Answer:
$16,976.61
Step-by-step explanation:
Okay, let's break this down into simple steps.
First, we need to find the total amount (A) after 5 years, given that $12,460 is compounded continuously at a rate of 6.2%.
We can use the formula for continuous compounding:
A = P * e^(rt)
Where:
A = the amount of money accumulated after n years, including interest
P = the principal amount (the initial amount of money)
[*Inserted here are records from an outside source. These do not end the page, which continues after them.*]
PR #813, opened 2023-07-12
Dockerfiles: Use UBI to fetch vegeta and stop pretending we build Go

petr-muller:
We just `curl` the vegeta binary from a release so we can do that using the same image like we use to build Rust, avoid downloading another image and simplify maintenance of these dockerfiles.


petr-muller:
/hold 
wtf

petr-muller:
https://github.com/openshift/ci-tools/pull/3457 broke us, nothing to see here, move along

petr-muller:
/test images
/hold cancel
:monocle_face:

PratikMahajan (approved):
/lgtm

e = the base of the natural logarithm (approximately 2.71828)
r = the annual interest rate (as a decimal)
t = the time the money is invested for in years
Here, P = $12,460, r = 6.2% = 0.062, and t = 5 years.
So, plug these values into the formula:
A = 12460 * e^(0.062 * 5)
Now, we just need to calculate e^(0.062 * 5) and then multiply it by 12,460.
Let's do that:
A ≈ 12460 * e^(0.31)
Now, we need to find e^(0.31). This is a bit tricky, but you can use a calculator or table to find it. Let's say e^(0.31) is approximately 1.3635.
So, now we can multiply:
A ≈ 12460 * 1.3635
Now, just multiply those two numbers together:
A ≈ $16,976.61
So, after 5 years, the amount would be approximately $16,976.61.